• WHAT NEEDS TO BE DONE
Wherever a line of the listing holds the string "Authorizing", copy that line.

• SUPPLIED MATERIAL
PR #2525, opened 2017-06-02
Keycloak improvements

pieterlukasse:
# What? Why?
Made a number of improvements to keycloak documentation while testing/reviewing it. 

- various fixes and improvements to the documentation page
- fixed `header_bar.jsp` logout section to restore global logout URL (the logout parameter had been overwritten by mistake by @brittanystoroz in a previous PR)


pieterlukasse:
@khzhu can you review as well?

pieterlukasse:
@khzhu next to the fixes, I added some TODOs to the document. The main part missing is: how to link keycloak to your local authentication service? The current documentation only has an example of keycloak working as an authentication service itself...but of course the strength of this solution is to let keycloak work as a proxy between the institute's authentication service and cBioPortal.

khzhu:
Hi Pieter, 
I will have to ask our IT department for this, I've not involved in that process. What I normally be given are the URL to the keycloak server and a realm for cbioportal to use.  Here is what I know about the sever configuration:
- run in a standalone mode
- use mySQL as its persist storage
- sync user login information from local LDAP servers

I would agree with Ben and Manda, the cBioPortal part of keycloak document should focus mainly on how to authenticate user using keycloak, but not how to set up the keycloak server, since you can find very instructive online documents at the KeyCloak's own web site.(http://www.keycloak.org/documentation.html).

fedde-s:
Neither `docs/README.md` nor `docs/User-Authorization.md` nor `docs/Authenticating-Users-via-SAML.md` seem to refer to the document about KeyCloak. Are users supposed to find out that it is supported at all via some other link? Or is it too experimental to publically document it just yet?

pieterlukasse:
@khzhu @fedde-s thanks for the feedback. I made improvements based on your suggestions. 

Only 1 TODO remains (in next comment).

docs/Authenticating-Users-via-keycloak-SAML.md
```diff
@@ -105,9 +102,37 @@ keytool -genkey -alias secure-key -keyalg RSA -keystore samlKeystore.jks
...
+ the user also gains the roles associated with that composite. This inheritance is recursive so any composite of composites also gets inherited.
+![](images/previews/assign-role-to-user.png)
+
+### Institute's IDP users: assigning roles
+
+When integrating keycloak with your company-wide authentication service, the user credentials will reside at your institute's users directory and keycloak
+will work as a proxy between your LDAP (or SAML) IDP service and cBioPortal. Nevertheless, the authorization roles
+should still be configured for the users. The steps below detail how to do this.
+
+TODO
```
pieterlukasse: @khzhu here I would like to see more information about how to configure authorization rules for users that are not local keycloak users. Will the admin have to create local users anyway? If not, where to find these users in the keycloak menu?

pieterlukasse: @fedde-s maybe you can also help fill in this part once you start testing with keycloak?

khzhu: If @fedde-s can help with the testing that would be great. I am testing standard alone keycloak server with our IT department. Once the testing is done (tried to wrap up hg38-support this week). I will finish up your TODOs and fill more details in.
Thanks for the patience!

khzhu: @pieterlukasse 
to your questions:
> how to configure authorization rules for users that are not local keycloak users. Will the admin have to create local users anyway?

you can import external users to keycloak for example import from a LDAP server. However, you will need to manually assign roles to those external users (or using APIs, I've not tried this option yet, was one of Ben's question as well), Or alternatively you can create some default roles for a client, then those default roles will automatically apply to those external users of the client. And, those external users will shows up in the "Users" menu just as those users you created using keycloak.

fedde-s:
I tested and corrected the Keycloak configuration steps, tweaked the outline of headings of the documenation to make it easier to follow, resolved the conflict with `rc` by re-implementing @pieterlukasse's templating fix in the new context, and cleaned up a workaround from the SAML connection code that is not necessary if a relevant portal property is set to a more suitable value.

@khzhu, to adjust to the last change I mentioned, you would have to set this option in your `portal.properties` file:
```properties
filter_groups_by_appname=false
```

That causes the server to skip expecting all group (and study) names to be prefixed with `cbioportal:`; Keycloak has better ways to distinguish which permissions concern which service.

fedde-s:
@khzhu and @pieterlukasse, I could get rid of the revert and merge commits by re-basing the changesets in this pull request on top of the `rc` branch. Shall I do that or do you prefer to postpone it until the changes are reviewed and ready to release?

khzhu:
Hi @fedde-s, I normally rebase to rc and squash all commits to one for the review.

fedde-s:
@khzhu, I like to be careful to discuss with reviewers like yourself before replacing commits that they might already have started reviewing though, and to ask authors (@pieterlukasse in this case) for permission before replacing/removing commits they have pushed. It can be helpful during review to keep additional changes separate from ones already reviewed. As long as amendments/fixup commits are squashed before merging ­– a commit message like ‘Fix typo noticed by reviewer’ will not be very helpful to future devs trying to understand why a line of code was written.

khzhu:
@fedde-s, I agree. That is why I normally do squash before creating pull request. 

I've been working very closely with our IT personals last two weeks and have enough information to fill in more details on 
> how to link keycloak to your local authentication service?

Perhaps, add more details on how to use an external mysql db as its persist storage, which I thought was essential and safer for a production use.

docs/Authenticating-Users-via-keycloak-SAML.md
```diff
@@ -107,16 +111,22 @@ keytool -genkey -alias secure-key -keyalg RSA -keystore samlKeystore.jks
...
+## Integrate Keycloak with your company-wide authentication service
 
-When integrating Keycloak with your company-wide authentication service, the user credentials will reside at your institute's users directory and Keycloak
-will work as a proxy between your LDAP (or SAML) service and cBioPortal.
+When integrating Keycloak with your company-wide authentication service, the user credentials will reside at your institute's users directory and Keycloak will work as a proxy between your LDAP (or SAML) service and cBioPortal.
 
-Please refer to Keycloak documentation [http://www.keycloak.org/documentation.html](http://www.keycloak.org/documentation.html) for more information on how to integrate Keycloak with your local LDAP/SAML service.
+Please refer to [the Keycloak documentation](https://keycloak.gitbooks.io/documentation/server_admin/topics/user-federation.html) for more information on how to integrate Keycloak with your local LDAP/SAML service.
 
 ## Authorization with Keycloak
```
pieterlukasse: should we make this a level 1 header, just like the introduced "Authentication" section in line 1?

khzhu:
good idea, Pieter. thanks!

khzhu:
do you need me help with this. PM internal instance now is connect to local LDAP server. Also, we might want to add an additional section for how to connect to an external database. What do you think?

docs/Authenticating-Users-via-keycloak-SAML.md
fedde-s: No, a level 1 heading is semantically the heading for the page as a whole, and displayed as such in the Readthedocs outline. The top-level sections within the page are level 2 headings.

security/security-spring/src/main/java/org/cbioportal/security/spring/authentication/keycloak/SAMLUserDetailsServiceImpl.java
```diff
@@ -107,8 +107,7 @@ public Object loadUserBySAML(SAMLCredential credential)
             if (attrName.equals(SAML_IDP_METADATA_ROLE_ATTR_NAME)) {
                 List<XMLObject> attributeValues = cAttribute.getAttributeValues();
                 if (!attributeValues.isEmpty()) {
-                    userRoles.add(new StringBuilder(APP_NAME).append(":").append(
-                        getAttributeValue(attributeValues.get(0))).toString());
+                    userRoles.add(getAttributeValue(attributeValues.get(0)));
```
pieterlukasse: in theory Keycloak will only send the roles for the specific client application, so this change should be OK. However, we just noticed that Keycloak's SAML response contains all roles of **all** clients. This means that the use case of having multiple cbioportal applications using the same keycloak service will not work...Possible actions:
- find Keycloak documentation to configure Keycloak in such a way that  only the client roles are sent back (you can log a support request - see http://www.keycloak.org/community.html ). Adjust our documentation and/or code accordingly.
- if Keycloak solution is not available: log an issue at Keycloak to ensure only the client roles are sent back
- document alternative way / workaround, e.g. adding "cbioportal:" in front of every Keycloak role

fedde-s:
@khzhu, setting up Keycloak with an external database is part of the Keycloak installation and not specific to cBioPortal. I'd say that it is better kept in one place: the Keycloak documentation itself. So far, we already say this about it:

> Please note that configuring your local instance to use Keycloak SAML authentication requires a Keycloak Identity Provider to be set up. For details on how to set up a Keycloak server, please read online document at https://keycloak.gitbooks.io/documentation/server_installation/index.html.

docs/Authenticating-Users-via-keycloak-SAML.md
pieterlukasse: Ok, so we could change the name of the doc to Authenticating-and-Authorizing-Users.... and the level 1 heading reflecting this. Then Authentication and Authorization sections could be level 2.

security/security-spring/src/main/java/org/cbioportal/security/spring/authentication/keycloak/SAMLUserDetailsServiceImpl.java
fedde-s: I found the issue: when configuring the client in the Keycloak admin panel, the **Scope** tab seems to be set to ‘_Full scope allowed_’ by default. If I disable this, Keycloak only tells cBioPortal about the roles specifically defined for the cBioPortal client, and shows a panel to also explicitly include specific realm roles and other roles if required. If I add an instruction to flip this setting to our guide, we do not need any workarounds.

khzhu: keycloak sends all roles the user has. If the user can access multiple cbioportal instances using the same keycloak identity provider, then all roles of user will be included in the SAML credential. And, this will not cause any problems, since the permission evaluator of cBiPortal only matches the role of interest and ignore the others.

fedde-s: That's  the setting I found: I think we should document configuring Keycloak to only send only roles that belong the the specific cBioPortal instance (or _client_, in Keycloak parlance). That way, it is up to the Keycloak administrator to decide whether groups/studies in different instances should be visible to a user even if they share the same ID. This is what the `appname:` prefix does when roles are defined in the cBio database instead of in Keycloak.

khzhu: That should work in theory. Keycloak cloud server may be better solution for your scenario, in which you can have a dedicated keycloak for each client.

At PM, the purpose of choosing keylcoak is to create a user federation to unify the users from different institutes to have one portal which shows a different view for each individual base on the roles granted. Our clinicians had hard time to remember which patients in which portals for which version of datasets.

khzhu: @pieterlukasse @fcriscuo ,we will have to use "**APP_NAME**" to support both models (authorization by keycloak or other identity providers) till we stop using **users** and **authorities** two database tables.

pieterlukasse: @khzhu as @fedde-s mentioned, he found a solution to the problem I mentioned in the first comment of this thread. Given that you are using only one portal, this change does not really affect your installation in any way. Based on what I see in the code, the `users` and `authorities` tables are also not used anymore in case your instance is configured to use Keycloak. I.e. your `SAMLUserDetailsServiceImpl.java` class parses all authorities from SAML token only, and as far as I checked this is the only part of the login workflow where authorities are filled. 

So, I think this change is correct and we should keep it. Could you please test it on your side with this new code and let us know if it works for you? Although I do not think it is the case here, there is always a chance we missed something, so a test on your side would be nice. Thanks!

fedde-s: Do note that the change requires this line in your `portal.properties`:

```properties
filter_groups_by_appname=false
```

khzhu:
@pieterlukasse @fedde-s , 
the **CancerStudyPermissionEvaluator** consumes the AuthorityList created by **SAMLUserDetailsServiceImpl**. It expects the authority is in a format of **APP_NAME:CANCER_STUDY**. And, you can not adjust this format since the authorities table is still in use, although we do not use.

fedde-s:
Ah, I see where the confusion comes from. The `authorities` table is not used in installations that are configured to use Keycloak instead, and `CancerStudyPermissionEvaluator` only expects the *APP_NAME:CANCER_STUDY* format in installations for which the config property I mentioned is set to true or unset; see [this conditional](https://github.com/cBioPortal/cbioportal/blob/v1.8.1/security/security-spring/src/main/java/org/cbioportal/security/spring/CancerStudyPermissionEvaluator.java#L348).

khzhu:
@fedde-s , sorry haven't paid an attention to the tag, then we are safe :).

khzhu:
@fedde-s , the change made to logout did not work for me. Here are what I did:
1. adjust the header_bar.jsp page
`
                    - <a href="<c:url value="/saml/logout?local=true"/>">Sign out</a>
                    + 
                    + <a href="<c:url value='<%=samlLogoutURL%>'/>">Sign out</a>
`
2. portal.properties file
`
#saml.logout.url=/login.jsp?logout_success=true
saml.logout.local=false
saml.logout.url=/
`
anything I missed? Thanks!

screen shot 2017-08-17 at 11 06 54 am

fedde-s:
@khzhu, I seem to be having the same issue. But @pieterlukasse pointed out to me that when `saml.local.logout` was set to true, the logout button didn't actually log the user out at all, which is an even bigger problem.

khzhu:
@fedde-s , I am think if **_Fine rain SAML Endpoint Configuration_** has anything to do with this error. I left all fields there blank. Do you use any of this fields?
screen shot 2017-08-18 at 10 44 56 am

pieterlukasse:
excellent changes @fedde-s, thanks! :+1:

docs/Authenticating-and-Authorizing-Users-via-keycloak.md
```diff
@@ -0,0 +1,257 @@
...
+* Realm-level roles are in global namespace shared by all clients. 
+* Client roles have basically a namespace dedicated to a client. 
+* A composite role is a role that has one or more additional roles associated with it. 
+
+
+### How does Keycloak SAML Authentication work?
+
+Keycloak supports both OpenID-Connect and SAML authentication. When you use SAML authentication, the Keycloak server exchanges XML documents with a web application. XML signatures and encryption are then used to verify requests from the application.
+
+## Configure Keycloak to authenticate your cbioportal instance
```
oplantalech: Very minor comment: `cbioportal` should be changed to `cBioPortal`.

messersc:
After setting up Keycloak for a cbioportal instance, I have to say that the documentation in this PR is improved a lot and fixes some niggles that I had when using the old docs. 

Happy to see this get merged :+1:

sheridancbio:
Earlier this morning I tried building the beta war for MSKCC based on this code branch. I applied our overrides for building the mskcc internal portal (such as MSKCCPortalUserDetailsService.java MSKCCRestfulAuthenticationSuccessHandler.java mskcc-saml-metadata.xml, ...) and tried to adjust the portal.properties to include all necessary values (including saml.logout.url=/login.jsp?logout_success=true) but I don't think I was able to get the build correct. The final error I got was:
WARNING: Exception while attempting to add an entry to the access log
        at org.apache.catalina.connector.CoyoteAdapter.log(CoyoteAdapter.java:512)
        at org.apache.coyote.ajp.AjpProcessor.process(AjpProcessor.java:191)
But I believe that this was a failure to fully configure the application correctly. I will try again later, or may need some guidance from the frontend team if the process for building beta wars has evolved.

khzhu:
@sheridancbio ,
have you tried to roll back the change @fedde-s made in portal/src/main/webapps/WEB-INF/jsp/global/header_bar.jsp page (please see my comments made on Aug17)
to have something like and see what happens?
`<% if (authenticationMethod.equals("saml")) { %>`
 `<a href="<c:url value="/saml/logout?local=true"/>">Sign out</a>`
  `<%}`

security/security-spring/src/main/java/org/cbioportal/security/spring/authentication/keycloak/SAMLUserDetailsServiceImpl.java
messersc: Independent of #3061, should `PUBLIC` studies still work? The user has not been given any authorities via Keycloak and I set
`always_show_study_group=PUBLIC` and imported `study_es_0`, but I don't see any studies in the portal.

This is relevant part of the log, I believe:
```
hasPermission(), checking permissions on targetDomainObject
getAppName(), APP_NAME = cbioportal
filterGroupsByAppName(), FILTER_GROUPS_BY_APP_NAME = false
PUBLIC_CANCER_STUDIES_GROUP= null
hasPermission(), cancer study stable id: study_es_0
hasPermission(), user: org.cbioportal.security.spring.authentication.PortalUserDetails@99cb6bf6: Username: xx@yy.de; Password: [PROTECTED]; Enabled: true; AccountNonExpired: true; credentialsNonExpired: true; AccountNonLocked: true; Not granted any authorities
```

khzhu:
@messersc ,
when you use the keycloak, you have to create roles for all studies in the portal, including those public datasets. So, always_show_study_group=PUBLIC flag will be ignored or has no any effects at all. 
The way to make a dataset public in keycloak is to grant all users in your system those roles assigned to the public dataset. For example, you have to create a role "study_es_0" in keycloak ,and then assign the role "study_es_0" to all users in your realm by default.

pieterlukasse:
@sheridancbio thanks for reporting back. The `MSKCCPortalUserDetailsService.java` should only be used when connecting your cBioPortal directly to MSKCC's SAML service. In this PR you would like to test the connection of cBioPortal to a local Keycloak server, which means you can follow the documentation as is.

pieterlukasse:
@khzhu @fedde-s I found the solution for the logout issue you discussed around here:
https://github.com/cBioPortal/cbioportal/pull/2525#issuecomment-323374237

The solution was indeed to set the logout URL to `http://localhost:8080/cbioportal/saml/logout` here:

image

fedde-s:
@pieterlukasse, could you add that to the documentation changes around the step where it explains which fields to fill out in that form? I used **boldface** when referring to text appearing in the UI and _italics_ or `verbatim monospace` for user input in most of the guide to help readers who are following along.

pieterlukasse:
- [ ] TODO: document the logout solution in my last comment.

portal/src/main/webapp/WEB-INF/jsp/global/header_bar.jsp
```diff
@@ -49,6 +49,9 @@
             "/" + GlobalProperties.getRightLogo() : GlobalProperties.getRightLogo();
     pageContext.setAttribute("rightLogo", rightLogo);
 %>
+<c:url var="samlLogoutUrl" value="/saml/logout">
+    <c:param name="local" value="${GlobalProperties.getSamlIsLogoutLocal()}" />
```
n1zea144: I understand this change is not part of this PR, but It looks like global logout is the default in GlobalProperties.  I don't think we want this as the default behavior.  From what I understand, a global logout would terminate other SP sessions, not just the cBioPortal session.  Unless there are objections, can we update the default in this PR?

fedde-s: I don't want this comment to get lost, but I will have to change this particular line of code for other reasons (Tomcat 7 compatibility, same issue as in https://github.com/cBioPortal/cbioportal/pull/3107). @pieterlukasse, I think you know more about the considerations Ben mentions here than I do.

fedde-s:
I rebased everything on the current state of the `rc` development branch, adjusting a line to address the Tomcat 7 issue I mentioned [in a comment above](https://github.com/cBioPortal/cbioportal/pull/2525#discussion_r140523540). The integration of the pull request functionality with the new state of `rc` still has to be tested before merging, probably by @pieterlukasse on Monday.

security/security-spring/src/main/java/org/cbioportal/security/spring/authentication/keycloak/SAMLUserDetailsServiceImpl.java
pieterlukasse: @messersc for PUBLIC to work, you have to make sure the `groups` column in `cancer_study` table also contains PUBLIC for the public studies. To automate this, you need to make sure the `groups` meta data field in used in your `meta_study.txt` file when loading a study into cBioPortal. See here for more info: https://github.com/cBioPortal/cbioportal/blob/master/docs/File-Formats.md#cancer-study and https://github.com/cBioPortal/cbioportal/blob/master/docs/User-Authorization.md#configuring-public-studies

pieterlukasse: @messersc also remember when changing a portal.property like `always_show_study_group=PUBLIC`, you normally need to rebuild and redeploy the .war. Did you do this?

messersc: @pieterlukasse I rebuild my docker image, yes. Also, `study_es_0` has `PUBLIC` in its groups, I just checked. So that should have been fine.

So I think this comment https://github.com/cBioPortal/cbioportal/pull/2525#issuecomment-326616201 is correct? Or would you expect different behaviour?

pieterlukasse:
thanks @fedde-s . I tested on tomcat 7 and 8 and both work fine. On tomcat 8 it only works after applying the extra patch of https://github.com/cBioPortal/cbioportal/pull/3169, so the #3169 will need to be merged first.

pieterlukasse:
@jjgao ready to merge, but :warning: : merger **after** #3169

• RESPONSE BELOW
pieterlukasse: Ok, so we could change the name of the doc to Authenticating-and-Authorizing-Users.... and the level 1 heading reflecting this. Then Authentication and Authorization sections could be level 2.
docs/Authenticating-and-Authorizing-Users-via-keycloak.md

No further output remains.